[Dataset entries]

┄┄┄┄┄┄┄┄┄┄┄┄┄┄┄┄┄┄┄┄

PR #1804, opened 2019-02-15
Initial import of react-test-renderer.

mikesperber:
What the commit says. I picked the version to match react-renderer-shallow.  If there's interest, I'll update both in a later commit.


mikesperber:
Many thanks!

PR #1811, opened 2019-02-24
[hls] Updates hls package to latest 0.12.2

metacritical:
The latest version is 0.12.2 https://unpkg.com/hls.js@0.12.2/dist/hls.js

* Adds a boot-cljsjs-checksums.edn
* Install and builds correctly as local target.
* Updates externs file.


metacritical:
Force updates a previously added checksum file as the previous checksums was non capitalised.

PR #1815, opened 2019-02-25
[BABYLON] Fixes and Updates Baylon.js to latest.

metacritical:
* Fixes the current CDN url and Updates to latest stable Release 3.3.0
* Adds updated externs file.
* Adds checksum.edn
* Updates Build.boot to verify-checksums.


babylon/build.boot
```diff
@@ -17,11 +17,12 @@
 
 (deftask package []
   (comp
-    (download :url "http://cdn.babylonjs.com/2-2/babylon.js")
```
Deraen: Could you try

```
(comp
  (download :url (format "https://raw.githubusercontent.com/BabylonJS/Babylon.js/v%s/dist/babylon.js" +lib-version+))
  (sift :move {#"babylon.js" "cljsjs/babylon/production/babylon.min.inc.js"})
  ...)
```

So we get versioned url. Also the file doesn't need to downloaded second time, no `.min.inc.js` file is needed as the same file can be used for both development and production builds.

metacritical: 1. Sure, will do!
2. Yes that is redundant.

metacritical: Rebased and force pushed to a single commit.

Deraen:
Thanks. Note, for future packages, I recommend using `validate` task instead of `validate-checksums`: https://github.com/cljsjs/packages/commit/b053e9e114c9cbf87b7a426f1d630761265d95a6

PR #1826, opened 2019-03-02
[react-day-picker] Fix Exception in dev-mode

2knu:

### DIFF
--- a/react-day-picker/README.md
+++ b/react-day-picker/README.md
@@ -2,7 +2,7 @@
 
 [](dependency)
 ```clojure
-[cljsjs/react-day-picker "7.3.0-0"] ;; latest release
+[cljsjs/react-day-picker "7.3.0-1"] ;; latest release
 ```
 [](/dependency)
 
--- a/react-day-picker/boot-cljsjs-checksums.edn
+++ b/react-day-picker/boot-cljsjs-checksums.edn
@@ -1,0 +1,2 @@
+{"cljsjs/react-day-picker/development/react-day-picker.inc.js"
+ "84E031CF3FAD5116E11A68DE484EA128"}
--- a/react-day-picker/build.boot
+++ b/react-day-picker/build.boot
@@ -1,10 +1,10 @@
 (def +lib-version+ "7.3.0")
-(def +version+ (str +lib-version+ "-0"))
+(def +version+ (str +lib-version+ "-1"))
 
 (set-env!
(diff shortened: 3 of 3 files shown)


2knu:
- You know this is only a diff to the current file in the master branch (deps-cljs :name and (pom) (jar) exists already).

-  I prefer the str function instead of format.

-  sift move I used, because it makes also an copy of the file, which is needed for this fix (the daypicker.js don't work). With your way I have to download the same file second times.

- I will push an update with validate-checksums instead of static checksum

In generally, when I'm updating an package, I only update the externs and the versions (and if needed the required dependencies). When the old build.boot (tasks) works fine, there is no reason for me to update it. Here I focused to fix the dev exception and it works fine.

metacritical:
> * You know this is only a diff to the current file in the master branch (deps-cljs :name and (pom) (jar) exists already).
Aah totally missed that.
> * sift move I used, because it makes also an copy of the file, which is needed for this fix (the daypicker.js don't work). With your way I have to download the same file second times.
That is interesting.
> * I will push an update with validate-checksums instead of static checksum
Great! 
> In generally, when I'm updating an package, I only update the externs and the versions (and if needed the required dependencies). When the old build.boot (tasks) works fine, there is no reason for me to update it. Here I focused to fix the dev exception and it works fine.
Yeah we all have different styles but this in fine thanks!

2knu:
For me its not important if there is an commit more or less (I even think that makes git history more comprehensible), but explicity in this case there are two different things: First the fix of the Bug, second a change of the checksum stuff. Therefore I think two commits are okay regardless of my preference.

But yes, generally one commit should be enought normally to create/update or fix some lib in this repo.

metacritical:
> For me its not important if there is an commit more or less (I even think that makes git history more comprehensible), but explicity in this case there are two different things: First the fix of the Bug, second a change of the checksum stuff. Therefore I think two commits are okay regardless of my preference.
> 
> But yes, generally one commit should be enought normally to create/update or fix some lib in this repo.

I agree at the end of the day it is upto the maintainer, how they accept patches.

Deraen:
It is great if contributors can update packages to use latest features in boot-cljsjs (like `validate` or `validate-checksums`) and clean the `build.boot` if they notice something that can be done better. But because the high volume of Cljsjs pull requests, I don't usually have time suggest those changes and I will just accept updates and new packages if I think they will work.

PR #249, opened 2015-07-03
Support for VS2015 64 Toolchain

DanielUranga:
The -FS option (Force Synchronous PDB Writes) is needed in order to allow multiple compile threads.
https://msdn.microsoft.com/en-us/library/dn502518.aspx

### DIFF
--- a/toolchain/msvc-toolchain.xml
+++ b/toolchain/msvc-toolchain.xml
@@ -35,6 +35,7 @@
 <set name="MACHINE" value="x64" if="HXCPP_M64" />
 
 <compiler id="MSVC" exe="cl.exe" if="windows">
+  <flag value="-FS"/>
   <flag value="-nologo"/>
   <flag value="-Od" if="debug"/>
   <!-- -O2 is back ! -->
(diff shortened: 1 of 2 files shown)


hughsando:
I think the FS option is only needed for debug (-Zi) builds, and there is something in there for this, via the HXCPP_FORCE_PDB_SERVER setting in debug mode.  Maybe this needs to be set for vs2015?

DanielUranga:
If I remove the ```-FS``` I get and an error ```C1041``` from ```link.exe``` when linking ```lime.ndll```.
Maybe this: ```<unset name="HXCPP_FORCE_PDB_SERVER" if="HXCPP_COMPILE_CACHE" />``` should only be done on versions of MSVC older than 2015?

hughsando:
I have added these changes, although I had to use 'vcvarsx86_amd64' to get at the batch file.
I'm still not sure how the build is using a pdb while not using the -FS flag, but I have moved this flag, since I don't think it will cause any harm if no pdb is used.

┄┄┄┄┄┄┄┄┄┄┄┄┄┄┄┄┄┄┄┄

- Your assignment
Go through the records above and retype each one exactly.

- Result for this task
PR #1804, opened 2019-02-15
Initial import of react-test-renderer.

mikesperber:
What the commit says. I picked the version to match react-renderer-shallow.  If there's interest, I'll update both in a later commit.


mikesperber:
Many thanks!

PR #1811, opened 2019-02-24
[hls] Updates hls package to latest 0.12.2

metacritical:
The latest version is 0.12.2 https://unpkg.com/hls.js@0.12.2/dist/hls.js

* Adds a boot-cljsjs-checksums.edn
* Install and builds correctly as local target.
* Updates externs file.


metacritical:
Force updates a previously added checksum file as the previous checksums was non capitalised.

PR #1815, opened 2019-02-25
[BABYLON] Fixes and Updates Baylon.js to latest.

metacritical:
* Fixes the current CDN url and Updates to latest stable Release 3.3.0
* Adds updated externs file.
* Adds checksum.edn
* Updates Build.boot to verify-checksums.


babylon/build.boot
```diff
@@ -17,11 +17,12 @@
 
 (deftask package []
   (comp
-    (download :url "http://cdn.babylonjs.com/2-2/babylon.js")
```
Deraen: Could you try

```
(comp
  (download :url (format "https://raw.githubusercontent.com/BabylonJS/Babylon.js/v%s/dist/babylon.js" +lib-version+))
  (sift :move {#"babylon.js" "cljsjs/babylon/production/babylon.min.inc.js"})
  ...)
```

So we get versioned url. Also the file doesn't need to downloaded second time, no `.min.inc.js` file is needed as the same file can be used for both development and production builds.

metacritical: 1. Sure, will do!
2. Yes that is redundant.

metacritical: Rebased and force pushed to a single commit.

Deraen:
Thanks. Note, for future packages, I recommend using `validate` task instead of `validate-checksums`: https://github.com/cljsjs/packages/commit/b053e9e114c9cbf87b7a426f1d630761265d95a6

PR #1826, opened 2019-03-02
[react-day-picker] Fix Exception in dev-mode

2knu:

### DIFF
--- a/react-day-picker/README.md
+++ b/react-day-picker/README.md
@@ -2,7 +2,7 @@
 
 [](dependency)
 ```clojure
-[cljsjs/react-day-picker "7.3.0-0"] ;; latest release
+[cljsjs/react-day-picker "7.3.0-1"] ;; latest release
 ```
 [](/dependency)
 
--- a/react-day-picker/boot-cljsjs-checksums.edn
+++ b/react-day-picker/boot-cljsjs-checksums.edn
@@ -1,0 +1,2 @@
+{"cljsjs/react-day-picker/development/react-day-picker.inc.js"
+ "84E031CF3FAD5116E11A68DE484EA128"}
--- a/react-day-picker/build.boot
+++ b/react-day-picker/build.boot
@@ -1,10 +1,10 @@
 (def +lib-version+ "7.3.0")
-(def +version+ (str +lib-version+ "-0"))
+(def +version+ (str +lib-version+ "-1"))
 
 (set-env!
(diff shortened: 3 of 3 files shown)


2knu:
- You know this is only a diff to the current file in the master branch (deps-cljs :name and (pom) (jar) exists already).

-  I prefer the str function instead of format.

-  sift move I used, because it makes also an copy of the file, which is needed for this fix (the daypicker.js don't work). With your way I have to download the same file second times.

- I will push an update with validate-checksums instead of static checksum

In generally, when I'm updating an package, I only update the externs and the versions (and if needed the required dependencies). When the old build.boot (tasks) works fine, there is no reason for me to update it. Here I focused to fix the dev exception and it works fine.

metacritical:
> * You know this is only a diff to the current file in the master branch (deps-cljs :name and (pom) (jar) exists already).
Aah totally missed that.
> * sift move I used, because it makes also an copy of the file, which is needed for this fix (the daypicker.js don't work). With your way I have to download the same file second times.
That is interesting.
> * I will push an update with validate-checksums instead of static checksum
Great! 
> In generally, when I'm updating an package, I only update the externs and the versions (and if needed the required dependencies). When the old build.boot (tasks) works fine, there is no reason for me to update it. Here I focused to fix the dev exception and it works fine.
Yeah we all have different styles but this in fine thanks!

2knu:
For me its not important if there is an commit more or less (I even think that makes git history more comprehensible), but explicity in this case there are two different things: First the fix of the Bug, second a change of the checksum stuff. Therefore I think two commits are okay regardless of my preference.

But yes, generally one commit should be enought normally to create/update or fix some lib in this repo.

metacritical:
> For me its not important if there is an commit more or less (I even think that makes git history more comprehensible), but explicity in this case there are two different things: First the fix of the Bug, second a change of the checksum stuff. Therefore I think two commits are okay regardless of my preference.
> 
> But yes, generally one commit should be enought normally to create/update or fix some lib in this repo.

I agree at the end of the day it is upto the maintainer, how they accept patches.

Deraen:
It is great if contributors can update packages to use latest features in boot-cljsjs (like `validate` or `validate-checksums`) and clean the `build.boot` if they notice something that can be done better. But because the high volume of Cljsjs pull requests, I don't usually have time suggest those changes and I will just accept updates and new packages if I think they will work.

PR #249, opened 2015-07-03
Support for VS2015 64 Toolchain

DanielUranga:
The -FS option (Force Synchronous PDB Writes) is needed in order to allow multiple compile threads.
https://msdn.microsoft.com/en-us/library/dn502518.aspx

### DIFF
--- a/toolchain/msvc-toolchain.xml
+++ b/toolchain/msvc-toolchain.xml
@@ -35,6 +35,7 @@
 <set name="MACHINE" value="x64" if="HXCPP_M64" />
 
 <compiler id="MSVC" exe="cl.exe" if="windows">
+  <flag value="-FS"/>
   <flag value="-nologo"/>
   <flag value="-Od" if="debug"/>
   <!-- -O2 is back ! -->
(diff shortened: 1 of 2 files shown)


hughsando:
I think the FS option is only needed for debug (-Zi) builds, and there is something in there for this, via the HXCPP_FORCE_PDB_SERVER setting in debug mode.  Maybe this needs to be set for vs2015?

DanielUranga:
If I remove the ```-FS``` I get and an error ```C1041``` from ```link.exe``` when linking ```lime.ndll```.
Maybe this: ```<unset name="HXCPP_FORCE_PDB_SERVER" if="HXCPP_COMPILE_CACHE" />``` should only be done on versions of MSVC older than 2015?

hughsando:
I have added these changes, although I had to use 'vcvarsx86_amd64' to get at the batch file.
I'm still not sure how the build is using a pdb while not using the -FS flag, but I have moved this flag, since I don't think it will cause any harm if no pdb is used.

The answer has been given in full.